Omar El Ali's avatar

Omar El Ali

November 06, 2017

Great Website Translation Doesn’t Have to Break Your Budget


Control translation costs by carefully selecting which content is most important to achieving your in-market business goals.

Omar El Ali's avatar

Omar El Ali

November 06, 2017

Your global customers deserve an immersive, effective online user experience in their preferred languages. And while it’s ideal to offer them a fully-translated website, not all companies can afford to launch a completely translated site during their first days in a new market.

Fortunately, full-translation launches aren’t always necessary. Today’s best website translation solutions make it affordable to enter new markets by limiting your project’s scope to the most critical and relevant content.

It’s a win-win: Your company saves money, and your customers still receive a localized online experience.

Why Reduce Scope?

There are several good reasons to limit the scope of website translations, including:

Budget Limitations: Some companies lack a robust translation budget, but are otherwise ready to expand into new markets.

Dipping In-Market: By translating just enough online content, companies can test a market to see if further investment is warranted.

Shared Ownership: Different corporate teams may control (and budget for) their own sections of a website, and only some may need translation.

Today’s best website translation solutions make it affordable to enter new markets by limiting your project’s scope.

What Requires Translation?

Firstly, clarify your business goals before starting a translation project. Leading website translation vendors can help you effectively narrow your project scope to serve those needs.

As you define your objectives, consider:

Outcomes: Are you striving to achieve brand awareness, sales conversions, new leads, local sales team support—or a combination of the bunch? Which goals take priority?

Conversion: Based on your goals, which conversion paths make the most sense to localize?

Regulatory Requirements: Are there local regulations or laws that require you to translate specific content on your site? That stuff can’t hit the cutting room floor.

What to Keep, What to Cut

Once you’ve identified your goals, it’s time to reduce your project’s scope to accommodate budgetary needs. What stays? What goes?

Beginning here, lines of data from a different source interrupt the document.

PR #2248, opened 2018-10-03
Minor fixes to Asura Strike

### LINKED ISSUE #1239: Asura Strike
1. The direction changes upon using Asura Strike on a target, instead of facing your point of direction it will face on the target.
   Hercules Video:
   https://youtu.be/fE3ZpHP9hdo

2. When using Asura Strike in town (or not pvp map)  it will show "Skill has failed" twice.
   Hercules Video:
   https://youtu.be/AzeF21Jgm_g

3. On non-pvp maps (no damage): In official caster should be falling 3 cells apart from his current position but here in hercules only 2 cells on non-pvp maps.
Hercules Video:
https://youtu.be/vxUvu6pj1zk

guilherme-gm:

### Pull Request Prelude

### Changes Proposed

These are small fixes to how Asura Strike skill behaves. This fixes:
* After using Asura Strike the caster doesn't end up looking to its target anymore
* When Asura Strike fails, it doesn't shows "Skill failed" twice in chat
* When Asura Strike fails, the caster will now walk 3 cells from where he originally was (instead of 2)

**Affected Branches:** 
master

**Issues addressed:**
Fixes #1239

Special thanks to @kyeme

### DIFF
--- a/src/map/skill.c
+++ b/src/map/skill.c
@@ -5613,6 +5613,8 @@ static int skill_castend_id(int tid, int64 tick, int id, intptr_t data)
 
 	// Use a do so that you can break out of it when the skill fails.
 	do {
+		bool is_asura = (ud->skill_id == MO_EXTREMITYFIST);
+
 		if(!target || target->prev==NULL) break;
 
 		if(src->m != target->m || status->isdead(src)) break;
@@ -5845,7 +5847,8 @@ static int skill_castend_id(int tid, int64 tick, int id, intptr_t data)
 			ud->skill_lv = ud->skilltarget = 0;
 		}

Consider targeting your website’s “must have” content for translation, including:

  • Home page and landing pages: These pages provide customers an immediate, proven path to connecting with you.
  • Site navigation“About” pages: Introducing your business to new customers helps you establish brand credibility.
  • Promotional sections: Translate sections that are important to your target market

And consider these exclusions as you look for ways to shave down costs:

  • Size of your primary website: A large site may have areas that aren’t relevant to secondary markets.
  • Product pages: These pages may benefit from a low cost translation method, such as machine translation.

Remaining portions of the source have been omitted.